## WHAT TO PRODUCE
Please report how many lines in the data underneath hold the word "requests", with no other text.

※

Issue #2975, opened 2022-06-17
Replace protobufs and bincode serialisation with the flatbuffers-baesd IDL in the Oak Functions ABI


conradgrobler:
Manual serialisation in the ABI crate should also be repaced with the IDL generated code.

tiziano88:
This is about the Wasm ABI, right?

mariaschett:
+1. Do we want to replace, e.g., [StorageGetItemResponse](https://github.com/project-oak/oak/blob/65179ae5d477e9ee41564080fc411434e428f70e/oak_functions/abi/src/lib.rs#L60)?

conradgrobler:
Yes, the bincode serialisation is related to the ABI invoke requests and responses. So e.g. StorageGetItemResponse should be replaced.

I think the protobufs are not related to the Wasm ABI, so should probably be split into a separate crate as mentioned in #2495.

tiziano88:
Not planned. We are now using https://github.com/project-oak/oak/tree/main/micro_rpc for this.

PR #2999, opened 2022-06-24
Share a client between the linux and baremetal runtime

jul-sh:
Removes the bare-metal client and replaces it with the normal oak functions client.

Updates both runtimes to share status code encoding for responses


experimental/oak_baremetal_loader/src/main.rs
```diff
@@ -254,7 +254,7 @@ async fn main() -> Result<(), Box<dyn std::error::Error>> {
         }
     });
 
-    let server_future = server::server("127.0.0.1:8000".parse()?, tx);
+    let server_future = server::server("127.0.0.1:8080".parse()?, tx);
```
jul-sh, line 257: match the linux runtime default

oak_functions/abi/REQUEST_RESPONSE_ENCODING.MD
```diff
@@ -0,0 +1,90 @@
+When responding to user requests, the Trusted Runtime applies policies to
+prevent information egress.
+
+The policy enforcement layer defines an encoding format for requests and
+responses. This encoding takes place inside of the end-to-end encrypted channel
+established by remote attestation.
```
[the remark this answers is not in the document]
jul-sh: Brb, writing a small IDL using RLP encoding on the weekend 👀

experimental/oak_baremetal_loader/src/main.rs
andrisaar: This should really come from args. Hard-coding the address and port was a mistake to begin with.

oak_functions/abi/src/lib.rs
```diff
@@ -27,33 +27,110 @@ use core::mem::size_of;
 use serde::{Deserialize, Serialize};
 
 pub mod proto {
```
andrisaar, line 29: Is `proto::Response` still around? Do we need it? Or at the very least, does it need to be made public? (Do any of these need to be `pub`?)

oak_functions/abi/src/lib.rs
```diff
@@ -27,33 +27,110 @@ use core::mem::size_of;
...
+pub struct Request {
+    pub body: alloc::vec::Vec<u8>,
+}
+
+/// See REQUEST_RESPONSE_ENCODING.MD in the crate root.
+#[derive(Clone, PartialEq, Debug)]
+pub struct Response {
+    pub status: StatusCode,
+    pub body: alloc::vec::Vec<u8>,
+    pub length: u64,
```
andrisaar, line 46: Do we need this length field at all? In `Response::create`, below, you set it to `body.len()`, and I don't think it's ever set to anything other than that.

oak_functions/client/rust/src/main.rs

※

## RESPONSE TO THE TASK
3